Quando o siso começa a sair, na maioria das vezes, ele atrapalha a arcada dentária por ter um tamanho incompatível com o restante dos dentes.

 

Para evitar que isso aconteça, os dentistas geralmente optam por removê-lo, como explicaram os cirurgiões bucomaxilofaciais Sidney Neves e Gabriel Pastore no Bem Estar desta segunda-feira (5). Essa extração previne também infecções graves, lesões que causam perda óssea e problemas na ATM (articulação temporomandibular).

 

Em alguns raros casos, o dente nasce de maneira harmoniosa e a retirada não é necessária. No entanto, grande parte dos pacientes tem problemas, especialmente se parte do siso fica encoberta pela gengiva – isso pode causar uma infecção e pode levar até mesmo a morte. Por isso, a extração é indicada principalmente como prevenção para essas e outras complicações.

 

O ideal é que o dente seja removido até a formação de um terço da raiz, ou seja, normalmente antes dos 18 anos.
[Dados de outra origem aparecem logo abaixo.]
PR #2644, opened 2024-09-19
Make the cookie policy link show up again

robintown:
For some reason `yarn i18next` didn't catch that the string had to be changed? I removed the string and regenerated it, and now the cookie policy is back.


AndrewFerr (commented):
Does this need to be updated for other languages too? `git grep -F <5>` shows other translations for this that still use `<5>`.

robintown:
True, normally the workflow when a string has changed would be to wait for Localazy to ask translators for updated strings and remove those translations that haven't been updated, but in this case I agree that it makes sense to update the translation files directly.

AndrewFerr (approved):

PR #2646, opened 2024-09-23
Use non-deprecated method of re-processing MatrixRTCSession keys

hughns:
As per https://github.com/matrix-org/matrix-js-sdk/pull/4423 the key can be undefined and so we should handle this rather than waiting for SubtleCrypto.importKey() to fail.


src/e2ee/matrixKeyProvider.ts
```diff
@@ -41,7 +41,9 @@ export class MatrixKeyProvider extends BaseKeyProvider {
       encryptionKeys,
     ] of this.rtcSession.getEncryptionKeys()) {
       for (const [index, encryptionKey] of encryptionKeys.entries()) {
```
AndrewFerr: As it is currently written (and is sufficiently captured in type hints), the array returned by `getEncryptionKeys` is a [sparse array](https://developer.mozilla.org/en-US/docs/Web/JavaScript/Guide/Indexed_collections#sparse_arrays), which contains empty slots that are skipped by array iteration methods.

Thus, instead of using a `for...of` loop and having to check for `undefined`, this could simply use `forEach`:

```suggestion
      encryptionKeys.forEach((encryptionKey, index) => {
```

Note that this will work only if the array returned by `getEncryptionKeys` remains typed as `Array<Uint8Array>` instead of `Array<Uint8Array | undefined>`.

AndrewFerr (dismissed):

src/e2ee/matrixKeyProvider.ts
hughns: Well spotted. 👍 However, this is now redundant given the refactor from https://github.com/matrix-org/matrix-js-sdk/pull/4427

src/e2ee/matrixKeyProvider.test.ts
```diff
@@ -0,0 +1,72 @@
...
+    const session = mockRTCSession();
+
+    keyProvider.setRTCSession(session);
+
+    expect(session.on).toHaveBeenCalledWith(
+      MatrixRTCSessionEvent.EncryptionKeyChanged,
+      expect.any(Function),
+    );
+    expect(session.off).not.toHaveBeenCalled();
+  });
```
toger5, line 43: I suppose we test that updating session (join/leave/receive new keys) also trigger a session `EncryptionKeyChanged` emit somewhere else?

toger5 (approved):
Very nice this has gotten simpler.

Added a comment since I am not too sure about our E2EE test coverage.

src/e2ee/matrixKeyProvider.test.ts
hughns: Yes, these would be at https://github.com/matrix-org/matrix-js-sdk/blob/develop/spec/unit/matrixrtc/MatrixRTCSession.spec.ts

Quanto mais tarde for feita a remoção, mais dolorido é o processo e a recuperação.

 

Dependendo da posição do siso e da quantidade de osso envolvida na cirurgia, é possível tirar até 4 dentes de uma só vez. Mas normalmente, são extraídos 2 do mesmo lado por vez para que o paciente sempre tenha o outro lado para mastigar.

 

A cirurgia dura em média 40 minutos e o acesso é sempre por dentro da boca. Cerca de 12 horas após a remoção, por causa da força aplicada sobre o dente, é normal aparecer um inchaço que dura de 3 a 4 dias. Nesse período, é importante tomar sorvete para diminuir o inchaço e o sangramento, comer alimentos pastosos e macios e evitar tomar coisas quentes, pelo menos nas primeiras 24 horas.